Write out the whole listing again, exactly.

++++ Input data

PR #3648, opened 2023-10-09
rename main -> start on `wasm-bindgen(start)` example

kazuk:
I got error with this example.

```
error: entry symbol `main` declared multiple times
  |
  = help: did you use `#[no_mangle]` on `fn main`? Use `#[start]` instead
```

In this document, "main" is specified as the function name. However, compilation will fail due to the previously mentioned error if "main" is used. This is presumably because "main" is a function name reserved in Rust as the starting function for binaries.

rename to `start` then succeeded.

### DIFF
--- a/guide/src/reference/attributes/on-rust-exports/start.md
+++ b/guide/src/reference/attributes/on-rust-exports/start.md
@@ -6,7 +6,7 @@ soon as the wasm module is instantiated.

++++++++

Task solution =
PR #3648, opened 2023-10-09
rename main -> start on `wasm-bindgen(start)` example

kazuk:
I got error with this example.

```
error: entry symbol `main` declared multiple times
  |
  = help: did you use `#[no_mangle]` on `fn main`? Use `#[start]` instead
```

In this document, "main" is specified as the function name. However, compilation will fail due to the previously mentioned error if "main" is used. This is presumably because "main" is a function name reserved in Rust as the starting function for binaries.

rename to `start` then succeeded.

### DIFF
--- a/guide/src/reference/attributes/on-rust-exports/start.md
+++ b/guide/src/reference/attributes/on-rust-exports/start.md
@@ -6,7 +6,7 @@ soon as the wasm module is instantiated.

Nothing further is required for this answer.